Facing demographic pressures, cities are in a bidding war for college graduates.
Cities need more college graduates. That appears to be the view of local decision-makers: over the last two years, measures to attract and retain college graduates have proliferated. The first salvo was fired December 2016 when Shenzhen allowed all graduates under the age of 35 from technical colleges and above to apply for hukou. The wealthy megacities of Beijing and Shanghai are not competing very strenuously, but smaller cities seek to win the so-called ‘talent war’. Since March 2017, nearly every month one or more cities issue talent policies, sparking a bidding war that central policy-makers are now trying to tame.

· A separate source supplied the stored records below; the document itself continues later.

PR #7, opened 2017-11-03
adding test to docker cloud build

ldemailly:


Dockerfile.test
```diff
@@ -0,0 +1,5 @@
+# Getting the source tree ready for running tests (sut)
+FROM golang:1.8.3 as build
+WORKDIR /go/src/istio.io
+RUN go get google.golang.org/grpc
+COPY . fortio
```
ldemailly, line 5: Note: all those steps are identical to first phase of the regular Dockerfile so they are cached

New Era, new development model
Describing talent as a ‘gold mine’, People’s Daily says that tapping human resources is vital to achieving the two centenary goals—achieving a moderately prosperous society and becoming a strong, democratic, civilised, harmonious and modern socialist nation. At the 19th Party Congress, Xi Jinping 习近平 called for an end to reliance on cheap labour, high infrastructure investment and low-end manufacturing. His new economic model built on high value-added manufacturing and innovation needs more educated workers. Manufacturing is to employ 62 million trained workers by 2025, but faces a predicted shortfall of almost 30 million. While the state has made plans to address shortages in skilled labour, local governments resorted to zero-sum policies to poach graduates from each other.

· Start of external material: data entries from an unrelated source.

PR #9, opened 2017-11-04
New HistogramData / Histogram.Export() that returns the data in consumable form + json export

### LINKED ISSUE #8: struct, json or other structured output for the histogram
right now fortio even as a library doesn't export the histogram data except through an io.Writer

which makes graphing and recording into db/other systems rely on script/parsing of the text output

ldemailly:
Plus a couple more Makefile targets for testing/installing
Changed Periodic return correspondingly

Also let's callers pick where the (text) output goes, used by fortio command line to send it all to stderr so `fortio load -json - ...` gets only the JSON to stdout

Fixes #8 

Example output:
```
{
"DurationHistogram": {
"Count": 40,
"Min": 0.054895218,
"Max": 0.153494493,
"Sum": 3.145985655,
"Avg": 0.078649641375,
"StdDev": 0.02462510369930899,
"Data": [
{
"Start": 0.054895218,
"End": 0.06,
"Percent": 15,
"Count": 6
},
{
"Start": 0.06,
"End": 0.07,
"Percent": 50,
"Count": 14
},
{
"Start": 0.07,
"End": 0.08,
"Percent": 77.5,
"Count": 11
},
{
"Start": 0.08,
"End": 0.09,
"Percent": 80,
"Count": 1
},
{
"Start": 0.1,
"End": 0.12,
"Percent": 92.5,
"Count": 5
},
{
"Start": 0.12,
"End": 0.14,
"Percent": 95,
"Count": 1
},
{
"Start": 0.14,
"End": 0.153494493,
"Percent": 100,
"Count": 2
}
],
"Percentiles": [
{
"Percentile": 50,
"Value": 0.07
},
{
"Percentile": 75,
"Value": 0.0790909090909091
},
{
"Percentile": 99,
"Value": 0.1507955944
},
{
"Percentile": 99.9,
"Value": 0.15322460314000003
}
]
},
"ActualQPS": 7.895627575902356,
"ActualDuration": 5066095078
}
```

```release-note
Fortio now supports exporting the data in programmatically consumable
form - and the command line can use -json path to export in json
```


fortio_main.go
```diff
@@ -150,12 +156,35 @@ func fortioLoad() {
...
+				log.Fatalf("Unable to create %s: %v", jsonFileName, err)
+			}
+		}
+		n, err := f.Write(j)
+		if err != nil {
+			log.Fatalf("Unable to write json to %s: %v", jsonFileName, err)
+		}
+		f.Write([]byte{'\n'})
+		fmt.Fprintf(out, "Succesfully wrote %d bytes of Json data to %s\n", n, jsonFileName)
+	}
```
ymesika: Shouldn't the json file be closed with `f.Close()`?
P.S. I understand that there is a preference in Go to avoid deferring the file close calls to be able to catch its return error.

fortio_main.go
```diff
@@ -150,12 +156,35 @@ func fortioLoad() {
...
+			f, err = os.Create(jsonFileName)
+			if err != nil {
+				log.Fatalf("Unable to create %s: %v", jsonFileName, err)
+			}
+		}
+		n, err := f.Write(j)
+		if err != nil {
+			log.Fatalf("Unable to write json to %s: %v", jsonFileName, err)
+		}
+		f.Write([]byte{'\n'})
```
ymesika: Error of this write call is not being checked

periodic/periodic.go
```diff
@@ -23,20 +23,23 @@
...
-	"strconv"
-	"strings"
 	"sync"
 	"time"
 
 	"istio.io/fortio/log"
 	"istio.io/fortio/stats"
 )
 
+const (
```
ymesika, line 38: Just wondering whether `fortio_main.go` is better place to define the version

Makefile
```diff
@@ -8,8 +9,18 @@ TAG:=$(USER)$(shell date +%y%m%d_%H%M%S)
...
-all: docker-version docker-push-internal
+# Local targets:
+install: test
+	go install ./...
+
+test:
+	go test -timeout 30s -race ./...
+
+lint:
+	gometalinter ./...
```
ymesika: Running `make lint` exits with an error while all I see are warnings:
> make: *** [lint] Error 1

Do you also get the same result?

periodic/periodic.go
ldemailly: the main isn't part of the library so that wouldn't work (circular dependencies) - I considered renaming the periodic package to fortio - not sure

Makefile
ldemailly: you probably need to run:
```
 go get -u gopkg.in/alecthomas/gometalinter.v1
```
let me add that to the file

ldemailly: or maybe you meant there are some errors, yes:
```
log/logger.go:166:6:warning: func name will be used as log.LogVf by other packages, and that stutters; consider calling this Vf (golint)
log/logger.go:196:6:warning: func name will be used as log.LogDebug by other packages, and that stutters; consider calling this Debug (golint)
log/logger.go:201:6:warning: func name will be used as log.LogVerbose by other packages, and that stutters; consider calling this Verbose (golint)
periodic/periodic.go:93:6:warning: type name will be used as periodic.PeriodicRunner by other packages, and that stutters; consider calling this Runner (golint)
```
going to update and make a pass at fixing once I find the flags

fortio_main.go
ldemailly: yes it's cosmetic last write - I wonder why the linter doesn't complain though
fixing it creatively - lmk what you think of upcoming update

fortio_main.go
ldemailly: it adds quite a lot of rather ugly code and unnecessary code (the program will exit and close open fds) but you're right, changing/adding

ymesika:
Looks good. I ran it locally with both stdout and json file and it works well.

This structured data is important for generating a visual histogram image and embedding it in the UI page.

Let me know if you want an additional pair of reviewer eyes or should I close it.

ldemailly:
@ymesika thanks ! yes #10 is a start of that and graphing (and DB recording) are next

you can mark the changes as approved if you're happy with them

ymesika (approved):
@ldemailly Maybe just increase the version for this change as it introduces new functionality.

ldemailly:
@ymesika  thx ! yeah version wise, as I haven't tagged yours yet I consider 0.3.0 to include both the ^C and this

@douglas-reid I'm going to merge this but if you have any comments I'll fix in followups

The central government has long wanted to divert people away from over-crowded megacities to smaller towns and cities. The 2014-20 urbanisation plan envisages more people working in modern industries, more urban residents boosting domestic consumption, and more coordinated regional development narrowing disparities between cities. Pilot programs have explored lower hukou requirements and assisting rural migrants move to urban areas. While dependent on migrant labour, to limit strain on their welfare systems and control population flows, second-tier cities had previously restricted access to hukou.
the policies
Talent-hungry localities are now using hukou to lure educated residents and keep the working but unregistered populations they have already from moving away. Fear of falling behind is gripping local governments: ads promising a bright future in Chengdu appeared in Hangzhou’s metro stations as the two cities established preferential policies for highly-skilled technical talent, with particularly generous incentives for those coming from abroad.

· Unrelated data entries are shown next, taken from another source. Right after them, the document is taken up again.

PR #10, opened 2017-11-05
Initial http UI for fortio

### LINKED ISSUE #11: fortio (web) UI to trigger tests from within the cluster, etc...
- allows remote trigger of load tests
- Json output option to programmatically gather the data

ldemailly:
~Stacked diff on top of #9 Please review that one first~ DONE

This adds a /fortio URI with very basic/early UI to trigger load test and get the results

Fixes #11


ldemailly:
It looks like this for now:
Initial menu:
screen shot 2017-11-04 at 8 52 50 pm
When running a test:
screen shot 2017-11-04 at 8 53 05 pm

ui/uihandler.go
```diff
@@ -0,0 +1,234 @@
...
+		if r.FormValue("json") == "on" {
+			JSONOnly = true
+			log.Infof("Starting JSON only load request from %v for %s", r.RemoteAddr, url)
+		} else {
+			log.Infof("Starting load request from %v for %s", r.RemoteAddr, url)
+		}
+	}
+	if !JSONOnly {
+		// Normal html mode
+		const templ = `<!DOCTYPE html><html><head><title>Φορτίο v{{.Version}} control UI</title></head>
```
ymesika, line 74: I wonder whether it makes more reason to have this template HTML in an external file and use template.ParseFiles() because once it will become a more complex HTML(s) it can be difficult to maintain it inline. In an external file you will also enjoy validators and syntax highlighting.

ui/uihandler.go
```diff
@@ -0,0 +1,234 @@
...
+	debugPath = debugpath
+	startTime = time.Now()
+	httpPort = port
+	if uiPath != "" {
+		http.HandleFunc(uiPath, Handler)
+		fmt.Printf("UI starting - visit:\nhttp://localhost:%d%s\n", port, uiPath)
+		logoPath = uiPath + "/logo.svg"
+		http.HandleFunc(logoPath, LogoHandler)
+	}
+	fhttp.Serve(port, debugpath)
```
ymesika, line 233: Do you think that using the same server / port for both the echo server and UI might affect the 'purity' of the stat results? E.g. if in the future you will show some real-time dynamic graph that fetches it from the server, won't it affect server response time to echo requests?

ui/uihandler.go
ldemailly: yes but I would need to embed it, I want to keep a single self contained binary (though in the image I could add data files but for “go get” ?)

ui/uihandler.go
ldemailly: that’s why there is a sub path for the UI, with the default config:

/debug is a fast debug
/fortio is this UI
everything else is echo server including / and / echo etc

ymesika (approved):

ui/uihandler.go
ymesika: I stumbled upon this utility to "pack" data files into go file: https://github.com/jteeuwen/go-bindata
It's a nice approach as I'm not aware of something similar in the golang itself.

This competition will decide each city’s position on the economic map, argues Li Xia 李侠 Shanghai Jiaotong University. In the Information Era, leapfrogging stages of development is possible; every local government worries that if they miss out on this round of young graduates, finding an opportunity to bounce back within the next decade will be very difficult, says Li. With a greying population, says Bo Daofu 博导傅 Tianjin University Economics and Management Department, new graduates have become the new source of demographic dividend. Moreover, in the current ‘houses are for living in, not speculation’ policy environment, graduates have become new guarantors for housing markets and payers into social security funds. City officials sense that given the demographic shift, young talent is to be grabbed now before it is too late. The full effect of talent policies released mid and late 2017 is yet to be revealed. However, some cities have released figures that show striking increases
- Xi’an: 240,000 people gained hukou in Q1 2018, almost the same as the previous year’s total
- Wuhan: 142,000 university students gained hukou, six times the previous year’s total
bids on the table
Between March 2017 and May 2018, 28 second-tier and new first-tier cities released talent policies. Wuhan, capital of centrally located Hubei province, with a large university student population, seeks to transition from traditional to smart manufacturing.
- 20 percent discount on government-designated housing for graduates
- first to release minimum annual salary grades for graduates at different levels
Xi’an, capital of Shaanxi, could be a development motor for the less developed northwest but lags behind in innovation and international trade.
- relaxed hukou requirements five times within one year
- fast processing procedures; hukou registration within half an hour with ID and diploma
Shenyang, capital of Liaoning in northeast China, seeks to rejuvenate an economy reliant on traditional heavy industry.
- housing subsidies, giving PhD, masters and undergraduates, C¥60,000, 30,000 and 10,000 respectively
Nanjing, capital of Jiangsu in developed East China, has a vibrant economy and well-educated population but is facing demographic challenges.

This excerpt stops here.